(Activity): Look below for the line containing "recurrent matmul and" and the line containing "Fix ReversibleEmbedding failing"; repeat exactly those two lines and all lines between them, and nothing else.
[Data for this exercise — start]
Issue #22414, opened 2026-03-13
Conv1D layer incorrectly infers non-empty static shape (0-length sequence) when kernel_size > input _length


Isa-Fay:
#### Issue Description
When using keras.layers.Conv1D with a kernel_size larger than the input sequence length, the static shape inference returns a symbolic shape with a 0-length sequence dimension (e.g., (None, 0, 256)) instead of raising an error/warning or marking the shape as invalid. This silent failure leads to broken models that only crash during runtime (eager execution), making debugging difficult for new users.
#### Reproducible Code (Colab)
```
import keras
import numpy as np

eager_input = np.random.randn(4, 10, 128)
symbolic_input = keras.Input(shape=(10,128))

layer = keras.layers.Conv1D(
    filters=256,
    kernel_size=11,
    strides=5
)

try:
  eager_shape = layer(eager_input).shape
  print(eager_shape)
except Exception as e:
  print(e)

try:
  symbolic_shape = layer(symbolic_input).shape
  print(symbolic_shape)
except Exception as e:
  print(e)
```
Colab link (placeholder):
https://colab.research.google.com/drive/16he4e5DmPezftVQJvZJMIkR3NaA1EAV1?usp=sharing

#### Expected Behavior
- Static shape inference (symbolic mode):
The Conv1D layer should either:
-- Raise an explicit ValueError during model construction when kernel_size > input sequence length (leading to 0-length output), or
-- Emit a clear warning that the output sequence length will be 0 (invalid for downstream layers).

#### Actual Behavior
- Static shape inference:
Returns (None, 0, 256) without any error/warning.
- Runtime (eager execution):
Throws an error.
```
Exception encountered when calling Conv1D.call().

The convolution operation resulted in an empty output. Output shape: (4, 0, 256). This can happen if the input is too small for the given kernel size, strides, dilation rate, and padding mode. Please check the input shape and convolution parameters.

Arguments received by Conv1D.call():
  • inputs=tf.Tensor(shape=(4, 10, 128), dtype=float32)
```

dhantule:
Hi @Isa-Fay, I have reproduced this issue with `Keras 3.13.2` in this attached [gist](https://colab.sandbox.google.com/gist/dhantule/2f567471a307c34936a3c001be02a73c/conv1d-layer-incorrectly-infers-non-empty-static-shape-0-length-sequence-when-kernel_size-input-_length-22414.ipynb).

hertschuh:
[...]

PR #22418, opened 2026-03-13
Fix Conv2D to raise error when kernel_size > input spatial dimensions (fixes #22416)

### LINKED ISSUE #22416: Conv2D layer incorrectly infers non-empty static shape (0-size spatial dimensions) when kernel_size > input spatial size (related to #22414)
#### Issue Description
When using keras.layers.Conv2D with a kernel_size larger than the input spatial dimensions (height/width), the static shape inference returns a symbolic shape with 0-size spatial dimensions (e.g., (None, 0, 0, 1)) instead of raising an error/warning or marking the shape as invalid.
This silent failure is a 2D counterpart of the identical issue in Conv1D (#22414 : Conv1D layer incorrectly infers non-empty static shape (0-length sequence) when kernel_size > input length). Both layers suffer from the same core problem—0-dimension output is treated as "valid" in static shape inference but causes runtime crashes—with Conv2D specific to 2D spatial dimensions (height/width) and additional parameters like groups.
#### Reproducible Code (Colab)
```
import keras
import numpy as np

filters = 1
kernel_size = [11, 11]

eager_input = np.random.randn(4, 10, 10, 128)
symbolic_input = keras.Input(shape=(10,10,128))

layer = keras.layers.Conv2D(
    filters=filters,
    kernel_size=kernel_size,
)

try:
  eager_shape = layer(eager_input).shape
  print(eager_shape)
except Exception as e:
  print(e)

try:
  symbolic_shape = layer(symbolic_input).shape
  print(symbolic_shape)
except Exception as e:
  print(e)
```
Colab link:
https://colab.research.google.com/drive/17hy83vSlA3m8Ons6f1N8KipEAhihFqHA?usp=sharing
####  Expected Behavior
- Static shape inference (symbolic mode):
Align with the expected fix for Conv1D (#22414 ):
-- Raise an explicit ValueError during model construction when kernel_size > input spatial dimensions (leading to 0-size output spatial dimensions), or
-- Emit a high-visibility warning that the output height/width will be 0 (invalid for downstream layers like Dense, MaxPool2D).

#### Actual Behavior
- Static shape inference:
Returns (None, 0, 0, 1) without any error/warning (0-size spatial dimensions are treated as "valid"—identical to Conv1D's static shape behavior).
- Runtime (eager execution):
Throws an error.
```
Exception encountered when calling Conv2D.call().

The convolution operation resulted in an empty output. Output shape: (4, 0, 0, 1). This can happen if the input is too small for the given kernel size, strides, dilation rate, and padding mode. Please check the input shape and convolution parameters.

Arguments received by Conv2D.call():
  • inputs=tf.Tensor(shape=(4, 10, 10, 128), dtype=float32)
```

attadevelops:
Fixes #22416

Added validation in `Conv2D.compute_output_shape` to raise a clear error when the kernel_size is larger than the input spatial dimensions with `padding="valid"`, which would result in invalid 0-size output dimensions. This matches the expected behavior described in the related Conv1D issue #22414. Now instead of silently returning `(None, 0, 0, filters)` during model construction, it raises a ValueError with a helpful message about what's wrong and how to fix it.

### DIFF
--- a/keras/src/layers/convolutional/conv2d.py
+++ b/keras/src/layers/convolutional/conv2d.py
@@ -1,3 +1,4 @@
+from keras.src import ops
 from keras.src.api_export import keras_export
 from keras.src.layers.convolutional.base_conv import BaseConv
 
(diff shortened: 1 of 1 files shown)


attadevelops:
Closing this PR — I took on more than I could follow through on. Apologies for the noise.

PR #22419, opened 2026-03-13
Add rad2deg to keras.ops.numpy

rstar327:
## Description

Add `keras.ops.rad2deg` — the counterpart of the existing `keras.ops.deg2rad`. Converts angles from radians to degrees using `deg = rad * (180 / π)`.

This completes the pair of angle conversion functions in the Keras ops API, matching NumPy's `numpy.rad2deg`.

## Changes

- Added `Rad2deg` operation class and `rad2deg` function to `keras/src/ops/numpy.py`
- Implemented backend functions for numpy, jax, tensorflow, torch, and openvino
- Added tests: dynamic shape, static shape, correctness, and dtype tests
- Updated API exports


hertschuh (approved):
Thanks for adding this!

PR #22425, opened 2026-03-14
[OpenVINO] Implement fmod op

### LINKED ISSUE #34701: [Keras 3 OpenVINO backend]: Implement support for fmod op
### Request Description

This issue tracks improving support for fmod operator for the Keras OpenVINO backend.

The operations is currently not implemented properly in keras/backend/openvino/numpy.py, and have some tests excluded, limiting Numpy parity for this backend.

I will submit a PR implementing this and enable the corresponding tests.

Parent Issue: https://github.com/openvinotoolkit/openvino/issues/34017

### Feature Use Case

_No response_

### Issue submission checklist

- [x] The feature request or improvement must be related to OpenVINO

goyaladitya05:
`fmod` was added to `keras.ops` in #22369.
This PR implements it for the OpenVINO Backend.

Closes: openvinotoolkit/openvino/issues/34701

### DIFF
--- a/keras/src/backend/openvino/excluded_concrete_tests.txt
+++ b/keras/src/backend/openvino/excluded_concrete_tests.txt
@@ -299,7 +299,6 @@ NNOpsDtypeTest::test_glu_
 NNOpsDtypeTest::test_polar_
 NNOpsDynamicShapeTest::test_glu
 NumpyDtypeTest::test_array
-NumpyDtypeTest::test_fmod
 NumpyDtypeTest::test_maximum_python_types
 NumpyDtypeTest::test_minimum_python_types
 NumpyDtypeTest::test_nanargmax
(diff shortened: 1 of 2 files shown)


keras/src/backend/openvino/numpy.py
```diff
@@ -2849,7 +2849,10 @@ def mod(x1, x2):
 
 
 def fmod(x1, x2):
-    raise NotImplementedError("fmod is not supported by openvino backend.")
+    x1 = get_ov_output(x1)
+    x2 = get_ov_output(x2)
+    x1, x2 = _align_operand_types(x1, x2, "fmod()")
+    return OpenVINOKerasTensor(ov_opset.mod(x1, x2).output(0))
```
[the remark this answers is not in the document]
goyaladitya05: Actually its the opposite for OpenVINO. the implementation of `mod`, uses `floor_mod`. Vice-versa here.

keras/src/backend/openvino/excluded_concrete_tests.txt
goyaladitya05, line 1: I have a question, unrelated to this PR. 

Scenario: A test has the decorator `@pytest.mark.requires_trainable_backend`, so it wouldn't run in CI for OpenVINO anyways. Do we need to explicitly keep it excluded in the file, or can we remove it? 
We'd obviously go for the file level exclusion instead of the current test specific exclusions.

There are multiple such tests.

hertschuh: > Do we need to explicitly keep it excluded in the file, or can we remove it?

You can remove it from the excluded file.

The eventual goal is to remove everything in the excluded file.

hertschuh (approved):
Thanks for implementing this!

PR #22426, opened 2026-03-14
Add fliplr and flipud numpy ops

rstar327:
## Summary

Add `keras.ops.fliplr` and `keras.ops.flipud` numpy operations with support across all backends (NumPy, JAX, TensorFlow, PyTorch, OpenVINO).

- `fliplr` reverses elements along axis 1 (left/right flip)
- `flipud` reverses elements along axis 0 (up/down flip)

These are standard NumPy operations commonly used in image preprocessing and data augmentation.

## Implementation

- Operation classes with `compute_output_spec` and dimension validation
- Backend implementations using native ops (`np.fliplr`, `jnp.fliplr`, `tf.reverse`, `torch.fliplr`, OpenVINO `flip`)
- Symbolic shape tests (dynamic and static) and correctness tests

### DIFF
--- a/keras/src/backend/jax/numpy.py
+++ b/keras/src/backend/jax/numpy.py
@@ -749,10 +749,12 @@ def flip(x, axis=None):
 
 
 def fliplr(x):
+    x = convert_to_tensor(x)
     return jnp.fliplr(x)
 
 
 def flipud(x):
+    x = convert_to_tensor(x)
     return jnp.flipud(x)
 
 


keras/src/backend/jax/numpy.py
```diff
@@ -748,6 +748,14 @@ def flip(x, axis=None):
     return jnp.flip(x, axis=axis)
 
 
+def fliplr(x):
+    return jnp.fliplr(x)
+
+
+def flipud(x):
+    return jnp.flipud(x)
```
hertschuh, line 758: Please add `x = convert_to_tensor(x)` to both.

rstar327:
Done

PR #22427, opened 2026-03-14
Add i0 (modified Bessel function) numpy op

rstar327:
## Summary

Add `keras.ops.i0` — the modified Bessel function of the first kind, order 0 — with support across NumPy, JAX, TensorFlow, and PyTorch backends.

- NumPy: `np.i0(x)`
- JAX: `jnp.i0(x)`
- TensorFlow: `tf.math.bessel_i0(x)`
- PyTorch: `torch.i0(x)`
- OpenVINO: not supported (raises `NotImplementedError`, added to excluded tests)

This is a standard NumPy operation used in signal processing (e.g., Kaiser window functions) and statistical applications.

## Implementation

- Operation class with `compute_output_spec` and proper dtype handling
- Backend implementations using native ops
- Symbolic shape tests (dynamic and static) and correctness tests


hertschuh (approved):
Thanks for adding this!

PR #22433, opened 2026-03-14
[Keras 3 OpenVINO Backend] Add GRU implementation for OpenVINO backend

satheeshbhukya:
## Summary
This PR adds support for `gru` (Gated Recurrent Unit) in the OpenVINO backend.

## Implementation
The operation is implemented using OpenVINO ops and integrates with 
the existing `rnn()` loop infrastructure.

The main steps are:
* Pre-compute the input projection (`inputs @ kernel + input_bias`) 
  once over the full sequence outside the time loop for efficiency.
* Split the projected input into three gate slices (z, r, h) using 
  `variadic_split` along the feature axis.
* For `reset_after=True` (cuDNN-compatible default), compute a single 
  recurrent matmul and split into gate projections, then add the 
  recurrent bias if present.
* For `reset_after=False`, split the recurrent kernel into per-gate 
  sub-kernels and apply the reset gate to `h_prev` before the 
  recurrent projection.
* Compute the update gate `z`, reset gate `r`, candidate hidden state 
  `hh`, and final hidden state `h = z * h_prev + (1 - z) * hh`.
* Pass recurrent kernel and bias as invariant inputs to the OpenVINO 
  `Loop` op so they are wired once and reused every iteration.
* Masking, `go_backwards`, and `time_major` are handled via the 
  existing `rnn()` infrastructure.

### Closes: [openvinotoolkit/openvino#34408](https://github.com/openvinotoolkit/openvino/issues/34408)

cc @hertschuh for review


goyaladitya05:
There's a shape bug in the current implementation of RNN, so until that is resolved, I don't think either of LSTM or GRU can be implemented.

satheeshbhukya:
> There's a shape bug in the current implementation of RNN, so until that is resolved, I don't think either of LSTM or GRU can be implemented.

I think you are implementing these

hertschuh:
Closing as this was done and fixed in https://github.com/keras-team/keras/pull/22436

PR #22434, opened 2026-03-14
Fix ReversibleEmbedding failing with .summary()

### LINKED ISSUE #22432: ReversibleEmbedding fails with ".summary()"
[Data for this exercise — finish]
(Exercise output):
  recurrent matmul and split into gate projections, then add the 
  recurrent bias if present.
* For `reset_after=False`, split the recurrent kernel into per-gate 
  sub-kernels and apply the reset gate to `h_prev` before the 
  recurrent projection.
* Compute the update gate `z`, reset gate `r`, candidate hidden state 
  `hh`, and final hidden state `h = z * h_prev + (1 - z) * hh`.
* Pass recurrent kernel and bias as invariant inputs to the OpenVINO 
  `Loop` op so they are wired once and reused every iteration.
* Masking, `go_backwards`, and `time_major` are handled via the 
  existing `rnn()` infrastructure.

### Closes: [openvinotoolkit/openvino#34408](https://github.com/openvinotoolkit/openvino/issues/34408)

cc @hertschuh for review


goyaladitya05:
There's a shape bug in the current implementation of RNN, so until that is resolved, I don't think either of LSTM or GRU can be implemented.

satheeshbhukya:
> There's a shape bug in the current implementation of RNN, so until that is resolved, I don't think either of LSTM or GRU can be implemented.

I think you are implementing these

hertschuh:
Closing as this was done and fixed in https://github.com/keras-team/keras/pull/22436

PR #22434, opened 2026-03-14
Fix ReversibleEmbedding failing with .summary()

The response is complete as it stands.